Là, je pense que vous en tenez un bon.


----------



## macomaniac (3 Décembre 2013)

Étant donné cette prémisse puissante posée par _Blaise Pascal_ : 

«tout le malheur des hommes vient d'une seule chose, qui est de ne pas savoir demeurer en repos dans une chambre»​
dont on voit se tirer ici la conséquence _beauceronne_  - nul doute que *leicafilm* n'ait désormais grâce à l'_Amazon_e (dont chacun sait que, bonne coureuse, elle ne fait pas fi du _Belge_ réputé féru de la _Gueuze_) les moyens de saisir à _bras__[articulé]__le_corps_ de quoi faire au lit son bonheur...


----------



## Romuald (3 Décembre 2013)

camisol a dit:


> Là, je pense que vous en tenez un bon.


En volume on dirait du rezba mais à la lecture, en fait non. Quoique, dans le genre abscons...


----------



## Bigdidou (3 Décembre 2013)

Plus simplement ici.


----------



## r e m y (3 Décembre 2013)




----------



## Penetrator (3 Décembre 2013)

Powerdom a dit:


> évidement on parle de pieu, penetrator pointe le bout de sa :love: ..son nez


tu parles de mon pieu je présumes


----------



## leicafilm (3 Décembre 2013)

Merci c'est très sympa! 
Ergotron me semble bien, dans la même qualité je cherche une table pas un bras accroché au mur. Et aussi  mais il me faut un magasin pour voir tâter le produit,  poser des questions, etc. 
Je cherche un distributeur en belgique d'Ergotron.  Donc je cherche encore. Merci à vous tous!


----------



## ergu (3 Décembre 2013)

Le ergu-tronc peut supporter un ordinateur mais refuse catégoriquement d'aller le faire dans le premier lit venu, non mais et puis quoi après ?
Je ne suis pas un tronc facile.


----------



## kisbizz (3 Décembre 2013)

en tout cas ça a été utile  ... savais pas que ça existait un tas de truc pour ne pas bouger de son lit ...

a suivre ..











ps : je fais  mais grâce a vous je vais changer mon  plateau repas style maison de retraite pour un truc moins "vieille peau"


----------



## TibomonG4 (3 Décembre 2013)

r e m y a dit:


> Homme avec Ergotron



Il y en a qui ont le verbe haut, lui c'est le saucisson !

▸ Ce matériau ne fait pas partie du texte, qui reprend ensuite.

PR #306, opened 2019-12-23
restore-util: fix wrong url

disksing:
Signed-off-by: disksing <i@disksing.com>

Generated URL `http:/127.0.0.1...` is wrong. The reason is `path.Join` replaces `//` to `/`.

Not join prefix.

### Check List 

Tests 
manually tested with br.


lhy1024 (approved):

overvenus (approved):
LGTM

---------- Nouveau message ajouté à 20h46 ---------- Le message précédent a été envoyé à 20h43 ----------




			
				leicafilm a dit:
			
		

> il me faut un magasin pour voir tâter le produit



Effectivement, c'est un bon


----------



## leicafilm (5 Décembre 2013)

En effet, chez moi le proprio ne laisse pas faire des trous aux murs.  Donc impossible d'installer le bras!Sinon ...


----------



## Bigdidou (5 Décembre 2013)

leicafilm a dit:


> En effet, chez moi le proprio ne laisse pas faire des trous aux murs.  Donc impossible d'installer le bras!Sinon ...

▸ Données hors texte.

PR #307, opened 2019-12-23
binlog: add utc_time_zone field in binlog pb

zier-one:
add a field to mark if the timestamp value is in UTC
 See: pingcap/tidb-binlog#841


zier-one:
PTAL @july2993 @suzaku

tidb-binlog/slave_binlog_proto/proto/binlog.proto
```diff
@@ -88,4 +88,6 @@ message Binlog {
   // dml_data is marshalled from DML type
   optional DMLData dml_data = 3;
   optional DDLData ddl_data = 4;
+  // utc_time_zone marks if the time zone is UTC
+  optional bool          utc_time_zone  = 5;
```
kennytm: Looks strange for this to be a `bool`. There are thousands of timezones that are not UTC.

zier-one: But the only information we have is whether the timestamp is in UTC. This field is used to maintain backward compatibility.
For the old version drainer, the drainer parse time in the local time zone, and send binlog to kafka (or write file) without time zone info. Unfortunately, we can't change the behavior of the old drainer, so we lost the time zone info. 
For the new version drainer, the drainer parse time in UTC, and marks the binlog(`utc_time_zone=true`) to tell arbiter(or reparo) whether the timestamp is in UTC. So arbiter(or reparo) can handle two versions of binlog.

july2993: If the new version sets the value as UTC +0 as you said and set utc_time_zone as true, this **IS NOT** backward compatibility.because the user must learn this and upgrade their application first(like arbiter).

you and a field to specify the time zone deterministic, like

```
optional string time_zone = 5;  // set it the local time zone of drainer
```

kennytm (commented):
LGTM

july2993 (dismissed):

july2993 (approved):
better add an example, and what version will support this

C'est peut être pas plus mal comme ça


----------



## macomaniac (5 Décembre 2013)

Le même bras «Ergotron» que je t'ai décrit précédemment se décline en fixation de rebord de table (référence '_Amazon_' ici). Voici les visuels du bras sur son support colonne :




(évidemment, tu remplaces par l'imagination l'écran vertical -non fourni- par le plateau d'ordinateur horizontal -à acheter en sus- ici). Quant à la fixation de la colonne de sustentation à la table, elle se fait par un système de pince latérale dont voici le visuel :




Comme c'est le système que j'utilise, je peux dire qu'il est extrêmement stable, pour peu que le rebord de table ait une épaisseur suffisante (2 cm minimum ; 3 cm parfait), un déport horizontal suffisant par rapport à l'aplomb vertical du coffrage du bureau (7cm minimum) et que l'ensemble du meuble ait une inertie de masse suffisante (proscrire tout plateau simplement posé sur tréteaux, ou toute tablette 'maison de retraite' formant plan de potence horizontal par rapport à un axe de sustentation décentré, de même que le style de tables de nuit _Louis XVI_ en noyer légères comme des plumes).

Si tu peux disposer d'un rebord de table contigu à ton lit '_Voltairien_' [on sait que ledit épistolaire n'affectionnait pas seulement les fauteuils éponymes -très inconfortables- mais carrément exerçait sa carrière littéraire (de plume -journalistique- et de -mauvaise- langue) l'_ego_ bien carré contre une tête de lit d'où il lui était loisible de faire saillir la pointe -spirituelle- de ses _ergots_] - nul doute si nous n'_ergotrons_-y plus en la matière que l'Ergotron ne puisse ériger étendre son membre bras érectile secourable au service de ta bien-gisance.

Quant à aller tâter la dureté l'ustensibilité rassurante de la chose avant d'y faire affaire, je doute que s'en exhibe l'engin dans le premier _trou Belge_ venu...


----------